What you should do =
Set down all of the data exactly as it appears.

Supplied material =
'''

PR #1153, opened 2020-10-01
Fix Solr boost caution to be correct

andrerom:
| Question      | Answer
| ------------- | ---
| JIRA Ticket   |  N/A
| Versions      | 2.5+

The caution was not clear enough and was contradictive, as it made no sense to then have this doc if boosting where not at all supported by the bundle.

### DIFF
--- a/docs/guide/search/solr.md
+++ b/docs/guide/search/solr.md
@@ -307,7 +307,8 @@ Here are the most common issues you may encounter:
 
 !!! caution "Index time boosting"
 
-    Index time boosting was deprecated in Solr 6.5 and removed in Solr 7.0. Until query time boosting is implemented there is no way to boost currently in the bundle out of the box.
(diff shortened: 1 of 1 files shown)


docs/guide/search/solr.md
```diff
@@ -307,7 +307,7 @@ Here are the most common issues you may encounter:
 
 !!! caution "Index time boosting"
 
-    Index time boosting is not available in the Solr Search Engine Bundle.
+    Index time boosting was deprecated in Solr 6.5 and removed in Solr 7.0. Until query time boosting is implemented there is no way to boost currently in the bundle out of the box.
```
DominikaK, line 310:
```suggestion
    Index time boosting was deprecated in Solr 6.5 and removed in Solr 7.0.
    Until query time boosting is implemented, there is no way to boost in the bundle out of the box.
```

DominikaK (approved):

'''

Response below =
PR #1153, opened 2020-10-01
Fix Solr boost caution to be correct

andrerom:
| Question      | Answer
| ------------- | ---
| JIRA Ticket   |  N/A
| Versions      | 2.5+

The caution was not clear enough and was contradictive, as it made no sense to then have this doc if boosting where not at all supported by the bundle.

### DIFF
--- a/docs/guide/search/solr.md
+++ b/docs/guide/search/solr.md
@@ -307,7 +307,8 @@ Here are the most common issues you may encounter:
 
 !!! caution "Index time boosting"
 
-    Index time boosting was deprecated in Solr 6.5 and removed in Solr 7.0. Until query time boosting is implemented there is no way to boost currently in the bundle out of the box.
(diff shortened: 1 of 1 files shown)


docs/guide/search/solr.md
```diff
@@ -307,7 +307,7 @@ Here are the most common issues you may encounter:
 
 !!! caution "Index time boosting"
 
-    Index time boosting is not available in the Solr Search Engine Bundle.
+    Index time boosting was deprecated in Solr 6.5 and removed in Solr 7.0. Until query time boosting is implemented there is no way to boost currently in the bundle out of the box.
```
DominikaK, line 310:
```suggestion
    Index time boosting was deprecated in Solr 6.5 and removed in Solr 7.0.
    Until query time boosting is implemented, there is no way to boost in the bundle out of the box.
```

DominikaK (approved):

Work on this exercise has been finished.